The paper introduces SlotVTG, an object-centric adapter framework for Generalizable Video Temporal Grounding (VTG) using Multimodal Large Language Models (MLLMs). It utilizes a lightweight Slot Adapter and a Slot Alignment Loss to decompose video tokens into entity-level representations, achieving state-of-the-art Out-of-Domain (OOD) generalization.
TL;DR
Current Multimodal Large Language Models (MLLMs) are surprisingly bad at generalizing in Video Temporal Grounding (VTG). They tend to "cheat" by memorizing dataset biases rather than looking at the video. SlotVTG fixes this by introducing a lightweight Slot Adapter that forces the model to perceive videos as a collection of semantic objects (slots), rather than an undifferentiated blob of pixels. This simple change leads to massive improvements in zero-shot transfer across different video domains.
The "Shortcut" Problem: Why MLLMs Fail at Generalization
In the world of Video Temporal Grounding, the goal is simple: find the start and end times of an event described in text. However, the authors discovered a disturbing trend: fine-tuned MLLMs often ignore the actual visual content on Out-of-Domain (OOD) data.
Through a "Noise Perturbation" experiment, they found that if you blur out the ground-truth segment in a video, the model's accuracy on OOD data barely changes compared to blurring a random part of the video. This proves the model isn't truly "grounding" the query—it's guessing based on statistical shortcuts learned during training.

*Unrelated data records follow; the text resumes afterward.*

PR #2626, opened 2017-11-20
CAT-2594 reimplement SetVariableTest

AntiDog:
Should I also delete the old Testcase?

PR #2656, opened 2017-12-07
CAT-2587 Reimplement ChangeVariableTest in Espresso

Hydro8182:


84n4n4:
test this please

84n4n4:
test this please

84n4n4:
please run espresso tests

catroid/src/androidTest/java/org/catrobat/catroid/uiespresso/content/brick/app/ChangeVariableTest.java
```diff
@@ -0,0 +1,136 @@
...
+		String userVariablename = "testvariable1";
+		String userVariablename2 = "testvariable2";
+
+		onBrickAtPosition(1).onFormulaTextField(R.id.brick_change_variable_edit_text)
+				.performNewVariable(userVariablename);
+		onBrickAtPosition(1)
+				.performCopyBrick();
+		onBrickAtPosition(1).onFormulaTextField(R.id.brick_change_variable_edit_text)
+				.performNewVariable(userVariablename2);
+		onBrickAtPosition(1).performDragNDrop(BrickCoordinatesProvider.DOWN_ONE_POSITION);
```
84n4n4: what exactly is supposed to be happnening here? why is it necessary to move the brick?

catroid/src/androidTest/java/org/catrobat/catroid/uiespresso/content/brick/utils/BrickSpinnerDataInteractionWrapper.java
```diff
@@ -52,6 +55,16 @@ public BrickSpinnerDataInteractionWrapper checkShowsText(String text) {
 		return new BrickSpinnerDataInteractionWrapper(dataInteraction);
 	}
 
+	public BrickSpinnerDataInteractionWrapper checkHasVariable(String variableName) {
+		dataInteraction.perform(click());
+		onView(allOf(
+				withText(variableName),
+				hasSibling(withText(R.string.brick_variable_spinner_create_new_variable)))).
```
84n4n4: why is hasSibling necessary?
if this is actually checking if a string is there, and takes a string as parameter,  do not name is checkHas**Variable**
please just make a new version of checkValuesAvailable that takes an array of strings, or implement a new method just taking one string and call it "checkContains"

catroid/src/androidTest/java/org/catrobat/catroid/uiespresso/content/brick/utils/BrickFormulaEditTextDataInteractionWrapper.java
```diff
@@ -102,4 +103,23 @@ public BrickFormulaEditTextDataInteractionWrapper performEnterString(int stringR
 				.perform(click());
 		return new BrickFormulaEditTextDataInteractionWrapper(dataInteraction);
 	}
+
+	public BrickFormulaEditTextDataInteractionWrapper performNewVariable(String variableName)
```
84n4n4: since this is kind of special for this kind of test (since everywhere else its sufficient to just use the "new" in spinner) i would prefer to have this as a function in the test class.

catroid/src/androidTest/java/org/catrobat/catroid/uiespresso/content/brick/utils/BrickTestUtils.java
```diff
@@ -84,4 +98,36 @@ public static void createUserListFromDataFragment(String userListName, boolean f
 		onView(withText(userListName))
 				.check(matches(isDisplayed()));
 	}
+
+	public static void addBrick(Class<?> brickHeaderClass, int brickCategoryId) {
```
84n4n4: as far as i can see this function isnt called anywhere in this PR.
is this necessary?

catroid/src/androidTest/java/org/catrobat/catroid/uiespresso/content/brick/utils/BrickTestUtils.java
```diff
@@ -84,4 +98,36 @@ public static void createUserListFromDataFragment(String userListName, boolean f
...
+				.perform(click());
+		onData(Is.is(instanceOf(brickHeaderClass))).inAdapterView(BrickPrototypeListMatchers.isBrickPrototypeView())
+				.perform(click());
+
+		onData(instanceOf(Brick.class))
+				.inAdapterView(ScriptListMatchers.isScriptListView()).atPosition(1)
+				.perform(click());
+	}
+
+	public static void deleteItemWithTextFromFormulaEditorDataList(String text) {
```
84n4n4: this is only used in one occasion in one single test. please move this function to the test class.

catroid/src/androidTest/java/org/catrobat/catroid/uiespresso/content/brick/utils/BrickTestUtils.java
```diff
@@ -84,4 +98,36 @@ public static void createUserListFromDataFragment(String userListName, boolean f
...
+		onView(withId(R.id.formula_editor_keyboard_data))
+				.perform(click());
+		onView(allOf(withText(text), withId(R.id
+				.fragment_formula_editor_datalist_item_name_text_view)))
+				.perform(longClick());
+		onView(withText(R.string.delete))
+				.perform(click());
+		try {
```
84n4n4: i really dislike try / catches in test code.
also this method leaves the user/tester in a different fragment than where he was when he started it.

AntiDog: I don't like try&catch eighter but I have no idea how I am supposed to do it without. In my last pull request, you told me that you want me to make a function of it which can also be used in another test case. However, depending on if that variable is in use there is an additional Dialog. Do you have an Idea how to check if the deleted variable is in use by the user/tester to make a function for this without try/catch?

84n4n4:
ok, ive seen that theres quite substantial overlap in those two PRs
https://github.com/Catrobat/Catroid/pull/2626
https://github.com/Catrobat/Catroid/pull/2656

please coordinate with each other, and DO NOT COPY CODE from other open pull requests. this isnt what git is good for... and it will lead to the latter PR having merge conflicts to be resolved.

also its misleading for me to see methods ending up in some utility classes while theres only one usage, etc. while its also being used by someone else in another PR.

regarding the utility function madness.
i want to keep the focus of such classes as small as possible, why you ask? please have a look at UiTestUtils in the robotium test package. nobody can maintain a mess like this...
anyways, since the methods for formula editor magic are accumulating, please feel free to add a new separate class for such methods.
take care though to:
- do stuff via UI only if really necessary, or if it is what youre actually testing. if neither is the case, just access the data structure directly to do your task. (so if youre not testing if "adding a brick" works via ui, just make a new brick and append it to the script)
- write proper functions with proper names. that means that theres no sideffects, so not to switch fragment and leave user there to go back themselves if this is not what the function name is saying.
- especially in test function, NO try / catch blocks. i want tests to fail if something breaks. and especially no try / catches for expected behaviour unless youre actually testing that exceptions are thrown by the app in certain circumstances.
- keep the flow as straight as possible, so minimal if / else parts where it does different things...

catroid/src/androidTest/java/org/catrobat/catroid/uiespresso/content/brick/app/ChangeVariableTest.java
Hydro8182: I don't really know to be honest. It was like this in the original test. Maybe there was a bug related to that at some point in the past.
Should I just remove it?

84n4n4: yes, please.
since we cant guess on what is a regression test or not (since this stuff was just put in the middle of yet another test instead of creating a separate test) i think were better of to throw away stuff like this and keep tests as small as possible to not end up having the same mess again...

catroid/src/androidTest/java/org/catrobat/catroid/uiespresso/content/brick/utils/BrickTestUtils.java
84n4n4: yes, you can get the variable list from the project and check if it is in there...
or you can have the dev that uses this function take care of this by adding a parameter to the function.

Hydro8182:
I made all the suggested changes. Could somebody take a look at this again?

84n4n4:
test this please

84n4n4:
please run espresso tests

84n4n4:
please squash commits....

Hydro8182:
@84n4n4 It's only one commit now.

84n4n4:
please fix the checkstyle warnings

Hydro8182:
@84n4n4 Should be done. Is there a way to run checkstyle locally?

robertpainsi:
you can run those checks yourself within android studio, there are gradle tasks "lint", "checkstyle" and "pmd".

or in the terminal, e.g.

`./gradlew checkstyle`

Also there is a gradle task called "check" which runs lint, checkstyle, pmd and I don't know what else in one go.

84n4n4:
test this please

Hydro8182:
@robertpainsi Got it, thanks.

Methodology: Perception through Decomposition
To force the MLLM to be "honest," the authors introduce SlotVTG. The architecture relies on two key components:
1. The Slot Adapter
Instead of passing visual tokens directly into the LLM, they pass them through a bottleneck. Inside this bottleneck, a set of learnable Slots compete via Slot Attention to explain the visual features. This forces the model to disentangle the scene into discrete entities (e.g., "person," "cup," "background").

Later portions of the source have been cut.